Process efficiency never comes down to off-the-shelf answers or generic protocols. Our plant improvement cycle means every complaint and every success shapes the next run. Bringing together chemical engineers, logistics planners, and R&D specialists at the same table transforms lines on a process flow diagram into practical feedback. In the last production year, a proposal from a shift supervisor—changing drum orientation during filling—reduced product compaction and lowered transfer losses by an entire percentage point. Small changes build operational resilience over time.
Our relationship with technical users—chemist to chemist, operator to operator—brings challenges out into the open. We dig into failures as much as successes: if a batch dissolves too slowly in an end-user’s process, we consult our analytical team, reviewing chromatograms and water content at every drying stage. If a minor impurity shows up in a partner’s analytical run, we pull our in-process samples and run cross-checks—catching rare problems before they propagate downstream. This attention to the details, measured on a real factory floor in real time, keeps programs moving when paperwork alone would slow them to a crawl.

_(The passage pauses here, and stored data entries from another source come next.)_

PR #210, opened 2026-05-03
Reconcile orphaned config-sourced connectors during migration

### LINKED ISSUE #15: Don't auto-destroy connectors that have connections
When you start up and define connectors via the mechanism that loads from a config file, don't auto-destroy connectors that are no longer in the config file if they have connections remaining. The connector should transition the most recent version to active from primary to avoid new connections, and it should log a message indicating that API action is required to remove connections and then remove the connector.

rmorlok:
Closes #15.

## Summary
- When the config-file connector migration runs, connectors previously loaded from config but no longer present are now reconciled instead of left in place.
- Orphans with no live connections are soft-deleted; orphans with live connections have their primary version demoted to `active` (so no new connections can be created) and a warning is logged telling the operator to remove the remaining connections via the API before the connector itself can be removed.
- Config-sourced connector versions are tagged with an `apxy/cxr/source=config` system label so the orphan-cleanup pass only touches config-managed connectors and leaves API-created ones alone.

## Implementation notes
- `internal/database/connection.go` — added `ListConnectionsBuilder.ForConnectorId(id)` so we can cheaply check whether a connector still has connections.
- `internal/database/connector_version.go` — added `DB.DeleteConnector(ctx, id)` (soft-deletes every version of a connector); the `UpsertConnectorVersion` update path now lets caller-supplied apxy-prefixed labels override stored apxy labels (existing callers don't pass apxy keys, so behavior is unchanged for them).
- `internal/database/interface.go` + regenerated `internal/database/mock/db.go` for `DeleteConnector`.
- `internal/core/service_migration.go` — `migrateConnector` now returns the resolved connector id and tags the version with `apxy/cxr/source=config`; `MigrateConnectors` runs `cleanupOrphanedConfigConnectors` after the upsert loop.

## Test plan
- [x] `go test ./internal/database/... ./internal/core/...` on SQLite
- [x] `go test ./internal/database/... ./internal/core/...` on PostgreSQL
- [x] Full `go test ./...` on SQLite and PostgreSQL
- [x] `./scripts/preflight.sh`
- [x] New tests in `internal/core/service_migration_test.go` covering: orphan with no connections is deleted; orphan with live connections is demoted to active; API-created connectors are not touched

### DIFF
--- a/internal/database/connector_version.go
+++ b/internal/database/connector_version.go
@@ -379,8 +379,10 @@ func (s *service) UpsertConnectorVersion(ctx context.Context, cv *ConnectorVersi
 				return errors.New("cannot modify non-draft connector")
 			}
 
-			// Preserve apxy/ system labels — the caller passes only the
-			// user portion.
+			// Preserve apxy/ system labels — the caller usually passes only
+			// the user portion, but if they include apxy/-prefixed entries
+			// (e.g. system-owned provenance markers), let those override the
+			// stored apxy values.
 			var existingLabels Labels
 			if scanErr := sqb.
 				Select("labels").
@@ -390,8 +392,16 @@ func (s *service) UpsertConnectorVersion(ctx context.Context, cv *ConnectorVersi
 				Scan(&existingLabels); scanErr != nil {
 				return scanErr
 			}
+			newUser, newApxy := SplitUserAndApxyLabels(cv.Labels)
 			_, existingApxy := SplitUserAndApxyLabels(existingLabels)
-			mergedLabels := MergeApxyAndUserLabels(cv.Labels, existingApxy)
+			mergedApxy := make(Labels, len(existingApxy)+len(newApxy))
+			for k, v := range existingApxy {
+				mergedApxy[k] = v
+			}
+			for k, v := range newApxy {
+				mergedApxy[k] = v
+			}
+			mergedLabels := MergeApxyAndUserLabels(newUser, mergedApxy)
 
 			result, err := sqb.Update(ConnectorVersionsTable).
 				Set("state", cv.State).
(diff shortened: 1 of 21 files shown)


internal/database/connector_version.go
```diff
@@ -390,8 +392,16 @@ func (s *service) UpsertConnectorVersion(ctx context.Context, cv *ConnectorVersi
 				Scan(&existingLabels); scanErr != nil {
 				return scanErr
 			}
+			newUser, newApxy := SplitUserAndApxyLabels(cv.Labels)
```
rmorlok: If we are going to make this change for the connector version resource type, the behavior needs to be consistent for all resource types. Make the change to other resources and make sure there is test coverage for it. Also make sure that from the api layer, the user cannot set system labels (I assume this behavior is unaffected).

internal/database/connector_version.go
```diff
@@ -558,6 +568,37 @@ func (s *service) SetConnectorVersionState(ctx context.Context, id apid.ID, vers
 	})
 }
 
+// DeleteConnector soft-deletes all versions of the connector identified by id.
+// Returns ErrNotFound if no live versions exist for the id.
+func (s *service) DeleteConnector(ctx context.Context, id apid.ID) error {
```
rmorlok, line 564: This logic needs a test.

internal/database/connector_version.go
rmorlok: Done. Extracted `MergeUpsertLabels` in `labels.go` as the shared "stored apxy/ preserved by default, caller-supplied apxy/ overrides per key" helper. Both `UpsertConnectorVersion` and `UpsertActor` (the only two upsert paths in the database layer that take labels and have an existing-row branch) now go through it, so they behave the same way. Tests added in `labels_test.go`, `connector_version_test.go`, and `actor_test.go`.

For the API layer: I audited every `database.Labels(req.Labels).Validate()` call in the route handlers — these were technically allowing apxy/ keys through. They've all been switched to `database.ValidateUserLabels(...)`, which rejects the reserved namespace. I also discovered the namespace-create and encryption-key-create endpoints weren't validating labels at all (so they would have silently persisted apxy/ keys); they now validate too. New route-level tests cover `/actors`, `/connections`, `/connectors`, `/encryption-keys`, and `/namespaces` returning 400 with "reserved" in the message when an apxy/-prefixed label is supplied.

internal/database/connector_version.go
rmorlok: Done — added a `DeleteConnector` subtest block in `internal/database/connector_version_test.go` covering: soft-deletes every live version, returns `ErrNotFound` when no live versions exist, returns `ErrNotFound` when called twice (idempotency), does not affect other connectors, and rejects `apid.Nil`.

We have watched as 5-Amino-3-trifluoromethyl-pyridine-2-carbonitrile moved from niche curiosity to mainstay in the synthetic toolkit. Drug discovery programs want more than just a technical grade intermediate—they rely on steady, fully traceable material from a team that understands the nuances, risks, and opportunities of every batch. Formulators partnering with us see the impact in day-to-day lab work, fewer batch anomalies, and shorter cycle times.
Process improvements—from new catalyst screening to real-time environmental controls—have emerged from direct feedback. Sometimes these emerge as new purification steps; other times, as minor tweaks to drum closure hardware or drying temperature profiles. Ongoing dialogue with technical users lets us identify improvement opportunities fast—before they snowball into larger problems.
We see each kilogram leave our manufacturing line not as a commodity, but as a bridge to scientific progress, safer pharmaceuticals, and more effective crop protection agents. Outcomes improve only when every team in the supply chain holds itself to that standard. By sharing the story behind every specification, every run, and every improvement, we open doors for our partners to innovate faster, with more confidence. Our commitment to excellence remains more than protocol: it reflects generations of experience, technical grit, and the shared goals that move industries forward.